The function wants to achieve to find all distinct subsets that sum up to `sum([1, 2, 4, 8, 128]) = 143`. It is allowed to create new subsets by taking an element from `mx` and replace that element with elements from `cx`, that have the same value. (Then the replaced element could be used again)

It is assumed that `cx` contains only powers of 2 and `mx` is the binary representation (so basically the representation that uses the biggest powers). So the algorithm basically loops through `mx` checks if one element can be replaced and if yes replaces it in a new `mx`,`cx` (next_elements, next_available_elements) and calls itself recursively. If not it checks the next element in `mx` (current_elements) if it can be replaced.

The function is slow, one of the problems is that it returns many redundant subsets, which are not needed and are filtered out after that.

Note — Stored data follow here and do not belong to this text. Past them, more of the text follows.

Issue #3, opened 2021-04-05
Priority queue


lorentey:
[Priority queues][priority queue] are commonly requested data structures, and are universally useful. A high-quality implementation would be a natural candidate for inclusion in this package. (Priority queues are used in sorting algorithms, various graph algorithms, networking protocol implementations, etc. etc. etc.)

[priority queue]: https://en.wikipedia.org/wiki/Priority_queue

I expect a straightforward array-backed binary heap might make most sense for the initial implementation, but I wouldn't be surprised if a fancier variant proved better overall.

```swift
struct Heap<Element: Comparable>
```

This would likely be mostly an implementation exercise rather than an API design challenge (although API design is *never* trivial). We'd probably need to experiment with several different data structure implementations, and perhaps even come up with our own variants that's better suited to Swift's unique combination of language features.

julianschiavo:
This would be super useful for my current use case! Sorry if this is a beginner question here, but I was wondering, what advantage would this offer over using an OrderedSet and sorting it by the priority in a model (as in, I have a model with a priority property and I sort the OrderedSet by that property)? (Also, would the pqueue auto sort upon insertion?)

634750802:
@julianschiavo It takes less computing while you read the biggest few elements. It is more effective when you only use some of the biggest elements but not all collection. It's a `queue` but not a `random access collection`.

>  what advantage would this offer over using an OrderedSet and sorting it by the priority in a model

A priority queue is not a `set`, it may allows duplicated elements (depends on implementation).

> Also, would the pqueue auto sort upon insertion?

A heap is not stored as sorted sequence, it only guarantees the top elements are bigger or smaller than bottom elements.

Heap is a complete binary tree and could be stored in a continuous array. Index `n`'s parent is `n/2` and it's children are  `n*2 + 1` and `n*2 + 2`. The heap:

```
        10
   9           3
8     7     _     _
```

It can be stored as array:

```
10 9 3 8 7 _ _
```

It is partial sorted bu not full sorted upon insertion or deletion. So it take less time to insert or delete an element.

- **Insertion**: Add a new element at the tail of the array, and `pop` the element to a proper position.

- **Deletion**: You can only remove the top element. Every removed element should replaced by the biggest direct child.

Both operation takes no more than logN times swap operation.

julianschiavo:
Got it, thank you so much for your in-depth explanation, really helps with understanding the concept! That's exactly what I'm looking for if I have that right 😄 

[...]

PR #43, opened 2021-05-25
Priority queue implementation

AmanuelEphrem:
## Purpose
This PR adds the priority queue data structure into the swift collections, as a response to issue #3. The uses for priority queues are expansive, as they are used in graph searching algorithms, networking algorithms, sorting algorithms, data compression, and much more. Including this data structure in the swift collections would accelerate developer productivity, as they wouldn’t be bogged down by implementation details, and ensure an efficient implementation. 

## Details
This implementation uses an array-based binary heap as the underlying storage, to take advantage of its O(log(n)) time complexity for `enqueue()` and `dequeue()` operations. It enforces that all elements of the `PriorityQueue`  conform to the Comparable protocol so that priority between elements can be determined. While each element could have an associated priority, this implementation would be memory intensive, as @lorentey has previously stated. I believe this drawback is too costly, especially for its initial implementation, and is why I chose against writing it this way (for now at least).  

## Incomplete Tasks
Currently, I have implemented the `PriorityQueue`  functions, added tests for each of them, and included a markdown page.  Tasks that still need to be accomplished include:
* Benchmark testing
* General testing (the tests I have included may not be comprehensive enough)

## Future Tasks
* Adding conformity to the CustomStringConvertible protocol
* Adding conformity to the Equitable protocol

Evidently this is a work-in-progress PR and would greatly appreciate both feedback and help in completing the Incomplete Tasks 😃

## Checklist


lorentey:
Thanks for implementing this! As discussed in #3, we'd like to implement a min-max heap. Would you be interested in working on that?

This variant could still be useful as a reference implementation to validate we got the expected performance results.

Sources/PriorityQueue/PriorityQueue+Sequence.swift
```diff
@@ -0,0 +1,45 @@
...
+// This source file is part of the Swift Collections open source project
+//
+// Copyright (c) 2021 Apple Inc. and the Swift project authors
+// Licensed under Apache License v2.0 with Runtime Library Exception
+//
+// See https://swift.org/LICENSE.txt for license information
+//
+//===----------------------------------------------------------------------===//
+
+extension PriorityQueue:Sequence{
```
lorentey, line 12: Nit: please follow the coding style established in the rest of this project. We like to put spaces around punctuation characters like `:` and infix operators, and before opening braces. Keeping this consistent helps readability.

Sources/PriorityQueue/PriorityQueue+Sequence.swift
```diff
@@ -0,0 +1,45 @@
...
+    
+    /*
+     *  Defines an iterator to conform to Sequence
+     */
+    public struct Iterator:IteratorProtocol{
+        //the priority queue at a specific moment
+        private var snapshotPriorityQueue:PriorityQueue
```
lorentey, line 19: This property does not need to be mutable.

The name `snapshotPriorityQueue` is needlessly verbose -- I recommend something simple like `_base` instead.

```suggestion
        private let _base: PriorityQueue
```

You do not need to emphasize that this property contains a priority queue at a specific moment. That's true for every variable.

Sources/PriorityQueue/PriorityQueue+Sequence.swift
```diff
@@ -0,0 +1,45 @@
...
+        
+        public init(snapshotPriorityQueue:PriorityQueue){
```
lorentey, line 21: Such initializers do not need to be public. 

```suggestion
        internal init(_base: PriorityQueue) {
```

Sources/PriorityQueue/PriorityQueue.swift
```diff
@@ -0,0 +1,227 @@
...
+    public init(priorityQueueType:HeapType){
+        storage = [Element]()
+        storageType = priorityQueueType
+    }
+    
+    /*
+     *  Adds an element to the Priority Queue
+     *  @param  value  the element to add to the Priority Queue
+     */
+    public mutating func enqueue(value:Element){
```
lorentey, line 40: For `Deque`, we decided to go with a naming scheme that fits better with the existing operations in the stdlib: instead of `enqueue`, we have `append`; instead of `dequeue` we have `removeFirst`/`popFirst`.

I think we'll want to use a similar approach here -- instead of `enqueue`/`dequeMin`/`dequeMax`, we'd go with something like `insert`/`removeMin`/`removeMax`.

Sources/PriorityQueue/PriorityQueue.swift
```diff
@@ -0,0 +1,227 @@
...
+        storage.append(value)
+        swimUp(elementIndex: storage.count-1);
+    }
+    
+    /*
+     *  Moves a specified element down the array (towards index zero) until it's in its natural position
+     *  @param  elementIndex  the index of the specified element
+     */
+    private mutating func swimUp(elementIndex:Int){
```
lorentey, line 49: This package follows [The Leading Underscore Rule](https://github.com/apple/swift/blob/main/docs/StandardLibraryProgrammersManual.md#the-leading-underscore-rule) from the stdlib naming conventions; internal or private members need to have a leading underscore somewhere in their fully qualified name.

```suggestion
    private mutating func _raise(from index: Int) {
```

Sources/PriorityQueue/PriorityQueue.swift
```diff
@@ -0,0 +1,227 @@
...
+        }
+        
+        
+    }
+    
+    /*
+     *  Determines the element with the highest/lowest priority, depending on the heap type
+     *  @return  the element with the highest/lowest priority, or nil if no elements exist
+     */
+    public func peek() -> Element?{
```
lorentey, line 189: I think it would be better to reuse the `min()`/`max()` member names from the `Sequence` protocol.

Sources/PriorityQueue/PriorityQueue.swift
```diff
@@ -0,0 +1,227 @@
...
+            return nil;
+        }
+        return storage[0];
+    }
+    
+    /*
+     *  Determines whether the Priority Queue is full.
+     *  @return  true if the PriorityQueue is full, false otherwise
+     */
+    public func isFull() -> Bool{
```
lorentey, line 200: We don't need this.

Sources/PriorityQueue/PriorityQueue.swift
```diff
@@ -0,0 +1,227 @@
...
+     *  @return  true if the Priority Queue is empty, false otherwise
+     */
+    public func isEmpty() -> Bool{
+        return size() == 0;
+    }
+    
+    /*
+     *  Determines the size of the Priority Queue
+     */
+    public func size() -> Int{
```
lorentey, line 215: This needs to be a property called `count`.

```suggestion
    public var count: Int {
```

AmanuelEphrem:
@lorentey, thank you for the fast reply and comments. I seemed to have jumped the gun and went straight into the priority queue, so I can easily convert the PriorityQueue.swift file into a general min/max heap implementation. 

It looks like @AquaGeek and I both accidentally implemented (more or less) the same min/max heap, so we can also find ways to consolidate both our implementations into one. I think if we keep my PriorityQueue.swift file (going to change it to Heap.swift) and then keep @AquaGeek 's PriorityQueue.swift as a wrapper over Heap.swift that can work nicely. Currently I am forcing the user to choose between a min or max heap, but @AquaGeek implemented (wonderfully) a min and max heap. So this is a place where we can "merge" @AquaGeek 's additional functions with my Heap.swift file. This way, conformance to the Sequence protocol would not be effected. 

Please let me know how this method to consolidate both implementations look, and feel free to suggest a new way of doing it. This is just my initial thoughts, so any and all feedback would be great!

AquaGeek:
> It looks like @AquaGeek and I both accidentally implemented (more or less) the same min/max heap, so we can also find ways to consolidate both our implementations into one.

I'd be happy to work together to consolidate our two implementations!

Sources/PriorityQueue/PriorityQueue.swift
AmanuelEphrem: I noted to change this in the comments, once Heap.swift allows for retrieving both the min **and** max values, instead of just one of them.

How can the performance be improved?

Larger Testcases:

``````mx = [1, 16, 32, 256, 512, 8192]
cx = [2, 2, 4, 4, 4, 8, 8, 8, 8, 16, 16, 16, 16, 32, 32, 32, 32, 32, 64, 64, 64, 64, 64, 64, 64, 128, 128, 128, 128, 128, 128, 128, 128, 256, 256, 256, 256, 256, 256, 256, 512, 512, 512, 512, 512, 512, 512, 1024, 1024, 1024, 1024, 1024, 1024, 1024, 1024, 2048, 2048, 2048, 2048, 2048, 2048, 2048, 2048, 4096, 4096, 4096, 4096, 4096, 4096, 4096, 4096]

Testcase 2:
mx = [1, 8, 16, 32, 256, 512, 2048, 4096, 65536, 131072, 262144, 524288]
cx = [2, 2, 4, 4, 4, 8, 8, 8, 16, 16, 16, 16, 32, 32, 32, 32, 32, 64, 64, 64, 64, 64, 64, 64, 128, 128, 128, 128, 128, 128, 128, 128, 256, 256, 256, 256, 256, 256, 256, 256, 512, 512, 512, 512, 512, 512, 512, 512, 512, 1024, 1024, 1024, 1024, 1024, 1024, 1024, 1024, 1024, 1024, 1024, 2048, 2048, 2048, 2048, 2048, 2048, 2048, 2048, 2048, 2048, 4096, 4096, 4096, 4096, 4096, 4096, 4096, 4096, 4096, 4096, 8192, 8192, 8192, 8192, 8192, 8192, 8192, 8192, 8192, 8192, 8192, 16384, 16384, 16384, 16384, 16384, 16384, 16384, 16384, 16384, 16384, 16384, 32768, 32768, 32768, 32768, 32768, 32768, 32768, 32768, 32768, 32768, 32768, 65536, 65536, 65536, 65536, 65536, 65536, 65536, 65536, 65536, 65536, 131072, 131072, 131072, 131072, 131072, 131072, 131072, 131072, 131072, 131072, 262144, 262144, 262144, 262144, 262144, 262144, 262144, 262144, 262144, 262144]
``````

If even larger are needed i will add it.

Solution

1. You wrote about subsets. The wanted number should be probably
`print ("this is what we want", len(set([tuple(sorted(x)) for x in results])))`
2. What’s about subset with 0 changes ‘set(mx)’?
3. Number of subsets can be very large. Do you really need all subsets or only need number of subsets?
4. With first three points the problem could be reduce to known one: How many ways you can make change for amount `sum(mx)` with `mx + cx` coins?